Bukti Baru! Dendam Eropa Masih Berlanjut

Jakarta, CNBC Indonesia - Pertama kalinya dalam sejarah pembentukan World Trade Organization (WTO), ada sengketa Uni Eropa menuduh produk stainless steel asal Indonesia dapat subsidi dari pemerintah China.
Berdasarkan tuduhan tersebut, Uni Eropa kemudian mengenakan tambahan bea masuk anti dumping (BMAD) dan Countervailing Duties atau bea masuk penyeimbang (BMP) atas lempeng baja canai dingin nirkarat atau stainless steel cold-rolled flat (SSCRF) Indonesia.
Tudingan tersebut dibantah oleh Kementerian Perdagangan. Staf Khusus Menteri Perdagangan Bidang Perjanjian Internasional Kementerian Perdagangan, Bara Krishna Hasibuan menilai transnational subsidies atau subsidi transnasional sebetulnya juga tidak bertentangan dengan ketentuan WTO, yang dinamakan dengan agreement on subsidies and countervailing measures.
"Soal transnational subsidies belum pernah satupun negara atau anggota di WTO yang mengangkat kasus ini dalam suatu dispute. Jadi ini adalah pertama kali dalam sejarah pembentukan WTO ada satu anggota yang men-challenge anggota lain dalam dasar ini," kata dia dalam acara Mining Zone CNBC Indonesia, dikutip Selasa (25/12/2023).

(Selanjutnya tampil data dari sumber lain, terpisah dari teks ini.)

PR #2785, opened 2019-06-17
Use correct docs version

tmatsuo:
This change is [Reviewable](https://reviewable.io/reviews/googleapis/google-cloud-cpp/2785)

### DIFF
--- a/ci/kokoro/refdocs.sh
+++ b/ci/kokoro/refdocs.sh
@@ -42,7 +42,7 @@ upload_docs() {
   # Create docs metadata
   python3 -m docuploader create-metadata \
     --name "${docs_name}" \
-    --version "${docs_dir}" \
+    --version "${docs_version}" \
     --language cpp
 
   # Upload the docs


tmatsuo:
Travis doesn't pass. Travis cache doesn't seem to work well. The log for the cache section says:
```
$ export CASHER_DIR=${TRAVIS_HOME}/.casher
$ Installing caching utilities
attempting to download cache archive
fetching PR.2785/cache-linux-trusty-81a8cc38b01797cc13e777e2f0ee446d2fcc65e20c58b9774904c8bcd825926f--compiler-gcc.tgz
found cache
adding /home/travis/.cache/bazel to cache
creating directory /home/travis/.cache/bazel
adding /home/travis/build/googleapis/google-cloud-cpp/cmake-out/ccache to cache
creating directory /home/travis/build/googleapis/google-cloud-cpp/cmake-out/ccache
/home/travis/.cache/bazel is not yet cached
/home/travis/build/googleapis/google-cloud-cpp/cmake-out/ccache is not yet cached
```

The cache file seems much smaller than the previous ones.
Has anyone seen similar failure?

remyabel:
In this case, the failure is intentional. If there is no existing cache, the build is aborted prematurely to "warm up the cache" (see https://github.com/googleapis/google-cloud-cpp/blob/151cf0f467405773272bd321712ea3396c436bc5/ci/travis/build-docker.sh#L123). So you can safely restart the build.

Oleh sebab itu, Bara menyebut Indonesia telah resmi menggugat Uni Eropa di WTO atas pengenaan tambahan bea masuk anti dumping tersebut pada akhir November 2023. Terlebih apa yang dituduhkan oleh Uni Eropa tersebut juga tidak mempunyai dasar bukti yang kuat.
"Argumentasi dari Uni Eropa adalah bahwa pabrik yang dimiliki oleh investor China yang beroperasi di kawasan industri Morowali mendapatkan subsidi dari pemerintah China. Sedangkan mereka gak bisa membuktikan jenis subsidi seperti apa itu yang dikenal dengan nama transnational subsidies," jelasnya.
Bara menyebut RI bisa merugi hingga 40 juta Euro atau sekitar Rp 668,8 miliar (asumsi kurs Rp 16.720 per Euro) atau sekitar US$ 43,1 juta bila peningkatan bea impor anti dumping ini diberlakukan Uni Eropa. Jumlah tersebut setara 20.000 ton stainless steel yang dikenakan tambahan biaya bea masuk anti dumping tersebut.
Sebelumnya, Uni Eropa pada tahun lalu mengenakan bea anti-subsidi sebesar 21% terhadap impor produk baja tahan karat cold-rolled flat dari Indonesia, yang merupakan tambahan bea anti-dumping yang diberlakukan pada bulan November 2021, yang berkisar antara 10,2% dan 20,2%.
Melansir dari Reuters, pejabat senior Kementerian Perdagangan Djatmiko Bris Witjaksono mengatakan "Kebijakan UE tidak sejalan dengan aturan WTO. Ekspor Indonesia ke UE berjumlah sekitar setengah miliar dolar (setiap tahun) dan ini (tarif) telah mengurangi daya saing produk Indonesia," terangnya.
Lebih lanjut, Ia juga menuturkan setelah penerapan bea masuk anti-dumping yang pertama, pengiriman Indonesia ke UE turun menjadi sekitar $229 juta pada tahun 2021, katanya
Direktur Jenderal Eurofer, Axel Eggert juga mengatakan "Sejak diberlakukannya kebijakan anti-subsidi dan anti-dumping, impor langsung produk canai dingin (SSCR) baja tahan karat Indonesia hampir hilang."
Menurut data MEPS International, juga menunjukkan bahwa impor baja tahan karat canai dingin Indonesia ke Uni Eropa mencapai puncaknya sebesar 38,205 ton pada kuartal keempat tahun 2021. Kemudian, pada kuartal kedua tahun 2022, impor tersebut mengalami penurunan sebesar 74,4% menjadi 9,781 to dan pada kuartal kedua tahun ini, hanya tersisa 608 ton material yang masuk ke Uni Eropa langsung dari Indonesia.
Namun jika lebih ditelisik, berdasarkan data Kemendag, nilai ekspor produk lempeng baja canai dingin nirkarat atau stainless steel cold-rolled flat (SSCRF) Indonesia dengan kode HS 721933 selama lima tahun terakhir selalu tumbuh positif dan sudah bernilai miliaran dolar AS (Lihat grafik berikut).
Pada grafik di atas terlihat bahwa pada 2019 ekspor mampu tumbuh paling tinggi mencapai lebih dari 140% dari US$ 167,7 juta menjadi US$ 410,1 juta. Kemudian, berlanjut pada 2020 tumbuh 59,28% menjadi US$ 653,2 juta.
Pertumbuhan positif nilai ekspor juga masih berlanjut pada 2021 dan 2022, masing-masing tumbuh sebesar 82,06% menjadi US$ 1,18 miliar dan 63,23% menjadi US$ 1,94 miliar. Terbaru, pada periode sepanjang Januari - Oktober 2023, ekspor baja nirkarat mencapai US$ 1,18 miliar.
Apabila jumlah ekspor baja nirkarat terus menyusut akibat bea impor anti dumping ini diberlakukan Uni Eropa, ada potensi tren positif pertumbuhan nilai ekspor baja nirkarat akan semakin menyusut, mengingat potensi kerugian dari sengketa tersebut ditaksir mencapai US$ 43,1 juta.